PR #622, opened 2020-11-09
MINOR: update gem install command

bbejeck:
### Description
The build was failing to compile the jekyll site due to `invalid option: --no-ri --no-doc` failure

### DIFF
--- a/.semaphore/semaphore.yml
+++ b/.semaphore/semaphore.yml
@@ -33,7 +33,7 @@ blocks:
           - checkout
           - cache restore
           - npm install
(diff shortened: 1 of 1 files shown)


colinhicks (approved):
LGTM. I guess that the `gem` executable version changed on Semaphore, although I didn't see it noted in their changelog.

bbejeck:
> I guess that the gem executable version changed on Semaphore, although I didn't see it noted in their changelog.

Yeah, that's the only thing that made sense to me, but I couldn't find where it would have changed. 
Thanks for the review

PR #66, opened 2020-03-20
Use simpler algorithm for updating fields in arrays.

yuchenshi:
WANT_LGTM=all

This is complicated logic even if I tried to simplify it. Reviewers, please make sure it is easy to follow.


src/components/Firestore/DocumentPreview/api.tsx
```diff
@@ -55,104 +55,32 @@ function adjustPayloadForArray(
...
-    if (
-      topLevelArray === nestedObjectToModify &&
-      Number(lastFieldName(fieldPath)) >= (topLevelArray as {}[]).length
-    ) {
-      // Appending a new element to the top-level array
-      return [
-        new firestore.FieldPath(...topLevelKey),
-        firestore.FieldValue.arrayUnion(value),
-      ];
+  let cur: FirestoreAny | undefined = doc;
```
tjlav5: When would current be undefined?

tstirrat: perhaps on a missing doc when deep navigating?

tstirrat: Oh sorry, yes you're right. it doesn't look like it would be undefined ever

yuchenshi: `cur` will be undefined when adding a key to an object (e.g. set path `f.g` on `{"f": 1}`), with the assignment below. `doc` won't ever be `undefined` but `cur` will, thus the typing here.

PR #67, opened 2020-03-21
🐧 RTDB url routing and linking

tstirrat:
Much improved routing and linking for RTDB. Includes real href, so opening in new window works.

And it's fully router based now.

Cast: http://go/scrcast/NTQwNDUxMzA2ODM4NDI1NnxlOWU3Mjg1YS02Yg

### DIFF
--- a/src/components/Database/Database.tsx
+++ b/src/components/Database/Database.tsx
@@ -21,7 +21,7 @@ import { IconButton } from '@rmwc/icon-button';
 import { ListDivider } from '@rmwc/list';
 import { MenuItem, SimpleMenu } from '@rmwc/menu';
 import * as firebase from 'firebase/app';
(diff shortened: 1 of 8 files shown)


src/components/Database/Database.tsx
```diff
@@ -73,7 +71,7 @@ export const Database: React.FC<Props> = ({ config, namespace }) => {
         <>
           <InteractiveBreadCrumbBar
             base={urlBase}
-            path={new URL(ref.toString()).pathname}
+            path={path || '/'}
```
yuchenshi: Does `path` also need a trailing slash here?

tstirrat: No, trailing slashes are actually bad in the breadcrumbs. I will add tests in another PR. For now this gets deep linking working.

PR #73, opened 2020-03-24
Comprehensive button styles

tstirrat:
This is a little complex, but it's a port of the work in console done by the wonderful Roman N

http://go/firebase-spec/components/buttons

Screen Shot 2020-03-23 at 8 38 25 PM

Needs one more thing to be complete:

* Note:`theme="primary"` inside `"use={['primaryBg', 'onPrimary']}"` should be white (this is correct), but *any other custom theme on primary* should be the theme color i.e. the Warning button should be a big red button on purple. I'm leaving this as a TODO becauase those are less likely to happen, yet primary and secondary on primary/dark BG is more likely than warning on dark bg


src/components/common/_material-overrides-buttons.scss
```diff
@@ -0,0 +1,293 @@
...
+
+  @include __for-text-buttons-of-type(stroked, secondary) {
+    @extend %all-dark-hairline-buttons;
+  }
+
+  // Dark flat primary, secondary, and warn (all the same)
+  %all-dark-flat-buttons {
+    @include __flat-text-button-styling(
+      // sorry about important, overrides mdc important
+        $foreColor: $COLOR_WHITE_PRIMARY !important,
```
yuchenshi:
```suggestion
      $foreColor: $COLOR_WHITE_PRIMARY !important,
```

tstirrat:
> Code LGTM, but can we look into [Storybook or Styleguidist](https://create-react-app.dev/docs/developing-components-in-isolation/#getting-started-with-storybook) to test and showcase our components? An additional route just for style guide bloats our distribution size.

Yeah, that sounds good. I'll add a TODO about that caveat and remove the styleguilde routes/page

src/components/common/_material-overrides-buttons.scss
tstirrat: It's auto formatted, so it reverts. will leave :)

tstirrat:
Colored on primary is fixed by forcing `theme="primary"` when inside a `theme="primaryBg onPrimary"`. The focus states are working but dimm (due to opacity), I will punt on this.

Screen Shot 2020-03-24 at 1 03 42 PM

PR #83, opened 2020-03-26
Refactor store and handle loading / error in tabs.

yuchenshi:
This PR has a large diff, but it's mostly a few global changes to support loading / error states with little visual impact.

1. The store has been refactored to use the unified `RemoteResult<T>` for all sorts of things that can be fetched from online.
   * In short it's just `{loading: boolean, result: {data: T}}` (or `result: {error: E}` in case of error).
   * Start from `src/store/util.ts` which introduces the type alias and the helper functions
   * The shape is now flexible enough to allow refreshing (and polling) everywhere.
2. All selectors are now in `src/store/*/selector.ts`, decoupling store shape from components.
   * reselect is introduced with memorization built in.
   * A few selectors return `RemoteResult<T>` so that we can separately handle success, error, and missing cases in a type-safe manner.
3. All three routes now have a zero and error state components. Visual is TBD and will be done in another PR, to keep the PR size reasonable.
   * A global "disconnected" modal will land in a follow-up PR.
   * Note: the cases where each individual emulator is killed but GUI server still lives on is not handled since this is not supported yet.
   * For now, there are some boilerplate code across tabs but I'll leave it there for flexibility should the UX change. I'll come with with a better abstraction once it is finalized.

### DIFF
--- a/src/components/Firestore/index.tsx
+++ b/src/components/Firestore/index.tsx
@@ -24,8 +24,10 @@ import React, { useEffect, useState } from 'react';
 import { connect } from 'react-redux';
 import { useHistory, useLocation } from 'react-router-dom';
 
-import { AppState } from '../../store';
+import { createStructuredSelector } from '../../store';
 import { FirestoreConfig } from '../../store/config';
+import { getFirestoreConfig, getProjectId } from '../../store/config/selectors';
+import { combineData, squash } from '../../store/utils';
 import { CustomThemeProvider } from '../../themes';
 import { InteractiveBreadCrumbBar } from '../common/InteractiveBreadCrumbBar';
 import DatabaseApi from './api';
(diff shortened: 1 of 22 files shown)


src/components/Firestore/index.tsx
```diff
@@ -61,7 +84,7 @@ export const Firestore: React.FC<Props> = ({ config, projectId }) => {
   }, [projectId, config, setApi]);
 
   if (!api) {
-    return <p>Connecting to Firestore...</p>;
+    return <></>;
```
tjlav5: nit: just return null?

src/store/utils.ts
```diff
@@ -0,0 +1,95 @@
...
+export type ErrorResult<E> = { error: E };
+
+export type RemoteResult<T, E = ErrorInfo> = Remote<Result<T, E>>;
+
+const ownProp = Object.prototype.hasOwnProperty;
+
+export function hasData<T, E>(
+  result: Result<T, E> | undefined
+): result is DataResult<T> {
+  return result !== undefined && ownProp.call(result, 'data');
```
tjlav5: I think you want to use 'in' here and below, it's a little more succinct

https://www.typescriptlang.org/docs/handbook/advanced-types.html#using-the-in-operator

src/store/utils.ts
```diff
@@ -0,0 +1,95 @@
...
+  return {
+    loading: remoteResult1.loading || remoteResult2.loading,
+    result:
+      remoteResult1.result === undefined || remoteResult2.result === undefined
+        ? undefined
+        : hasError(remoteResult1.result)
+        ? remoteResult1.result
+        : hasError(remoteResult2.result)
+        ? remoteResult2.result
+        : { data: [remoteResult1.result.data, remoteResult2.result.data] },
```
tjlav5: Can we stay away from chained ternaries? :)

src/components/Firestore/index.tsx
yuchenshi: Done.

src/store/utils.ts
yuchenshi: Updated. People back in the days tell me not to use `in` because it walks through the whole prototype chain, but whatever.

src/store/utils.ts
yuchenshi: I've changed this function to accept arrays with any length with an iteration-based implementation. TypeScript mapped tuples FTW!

■ ■ ■ ■

▸ What is needed:
Every line of the records above where the string "selectors" is found should be copied.

▸ Answer space:
2. All selectors are now in `src/store/*/selector.ts`, decoupling store shape from components.
   * A few selectors return `RemoteResult<T>` so that we can separately handle success, error, and missing cases in a type-safe manner.
+import { getFirestoreConfig, getProjectId } from '../../store/config/selectors';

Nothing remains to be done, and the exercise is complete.